(EXERCISE GOAL):
Your task is to find every line of the data that holds the string "https" and copy it.

═══ DATA TO USE

PR #380, opened 2022-05-18
BI reconciliation refactor

### LINKED ISSUE #283: Refactor the main reconciliation logic for the plain provisioner's BI controller
Goal: refactor the main Reconcile method for the BI controller into individual methods to help reduce the amount of complexity (and overall LoC) for the driver function.

Right now the plain provisioner's main Reconcile method is reaching a complexity threshold which makes it difficult to read, reason about, and extend when interacting with that part of the codebase.

The controller is responsible for the following control flow:

- Get the BI resource from the informer cache
- Check whether the corresponding Bundle resource is reporting an Unpacked phase
- Get the unpacked Bundle contents from the storage layer's cache
- Build up a helm chart based on the desired set of client.Object resources
- Ensure the release state (e.g. install or upgrade) logic is performed
- Ensure the desired objects have a dynamic watch present in the internal mapping of GVK watches

As the BI API surface gets extended to support things like label selection (#94) or embedded Bundles (#73), we'll need to introduce more complexity into this controller.

akihikokuroda:

Closes #283

### DIFF
--- a/internal/provisioner/plain/controllers/bundledeployment_controller.go
+++ b/internal/provisioner/plain/controllers/bundledeployment_controller.go
@@ -93,6 +93,7 @@ func (r *BundleDeploymentReconciler) Reconcile(ctx context.Context, req ctrl.Req
 	l.V(1).Info("starting reconciliation")
 	defer l.V(1).Info("ending reconciliation")
 
+	// Get the BD resource from the informer cache
 	bd := &rukpakv1alpha1.BundleDeployment{}
 	if err := r.Get(ctx, req.NamespacedName, bd); err != nil {
 		return ctrl.Result{}, client.IgnoreNotFound(err)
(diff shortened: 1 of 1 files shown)


akihikokuroda:
@timflannagan Thanks for your review.  I'll take your suggestions and see how they make the code look better.

tylerslaton (commented):
Thanks for the contribution! I agree that there are some updates that could be made to make this controller's logic cleaner. If you rebase this PR you'll notice some changes from to the `bundle_controller.go` file. 

I believe that we should move towards updating this controller to be more inline with the patterns on display in the `bundle_controller.go` file. Namely around this [updateStatusX()](https://github.com/operator-framework/rukpak/blob/main/internal/provisioner/plain/controllers/bundle_controller.go#L174-L186) style of functions that solely manage updating the status.

akihikokuroda:
@tylerslaton I'll work on UpdateStatusX pattern.  Thanks!

internal/provisioner/plain/controllers/bundleinstance_controller.go
```diff
@@ -164,9 +155,68 @@ func (r *BundleInstanceReconciler) Reconcile(ctx context.Context, req ctrl.Reque
...
+				Type:    rukpakv1alpha1.TypeHasValidBundle,
+				Status:  status,
+				Reason:  reason,
+				Message: message,
+			}),
+		)
+		return false, ctrl.Result{}, nil
+	}
+	return true, ctrl.Result{}, nil
+}
```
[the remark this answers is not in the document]
akihikokuroda: Thanks!  I fix this.

internal/provisioner/plain/controllers/bundledeployment_controller.go
```diff
@@ -134,39 +183,14 @@ func (r *BundleDeploymentReconciler) Reconcile(ctx context.Context, req ctrl.Req
...
-		}))
-
-	desiredObjects, err := r.loadBundle(ctx, bundle, bd.GetName())
-	if err != nil {
-		u.UpdateStatus(
-			updater.EnsureCondition(metav1.Condition{
-				Type:    rukpakv1alpha1.TypeHasValidBundle,
-				Status:  metav1.ConditionFalse,
-				Reason:  rukpakv1alpha1.ReasonBundleLoadFailed,
-				Message: err.Error(),
```
exdx, line 162: We have pretty granular conditions here in case of errors, which I think is very helpful for the user. By refactoring to simply return an error in the reconciliation loop, we lose a lot of information. Could we refactor but keep these informative conditions?

akihikokuroda: Thanks for review!  It seems that `git diff` got confused.  The new code is like [this](https://github.com/operator-framework/rukpak/blob/c010d2ba7aaa42afe72bff30cf30d0b7c6fffe82/internal/provisioner/plain/controllers/bundledeployment_controller.go#L133).  It is returning the err from the loadBundle as a return value of the reconciler.
```
        // Get the unpacked Bundle contents from the storage layer's cache
        desiredObjects, err := r.loadBundle(ctx, bundle, bd.GetName())
        if err != nil {
                updateStatusHasValidBundle(&u, metav1.ConditionFalse, rukpakv1alpha1.ReasonBundleLoadFailed, err.Error())
                return ctrl.Result{}, err
        }
``` 
The `updateStatusHasValidBundle` set the same status.

akihikokuroda:
I close this for now.  I can work for the issue later.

══════

(THE COMPLETED TASK):
I believe that we should move towards updating this controller to be more inline with the patterns on display in the `bundle_controller.go` file. Namely around this [updateStatusX()](https://github.com/operator-framework/rukpak/blob/main/internal/provisioner/plain/controllers/bundle_controller.go#L174-L186) style of functions that solely manage updating the status.
akihikokuroda: Thanks for review!  It seems that `git diff` got confused.  The new code is like [this](https://github.com/operator-framework/rukpak/blob/c010d2ba7aaa42afe72bff30cf30d0b7c6fffe82/internal/provisioner/plain/controllers/bundledeployment_controller.go#L133).  It is returning the err from the loadBundle as a return value of the reconciler.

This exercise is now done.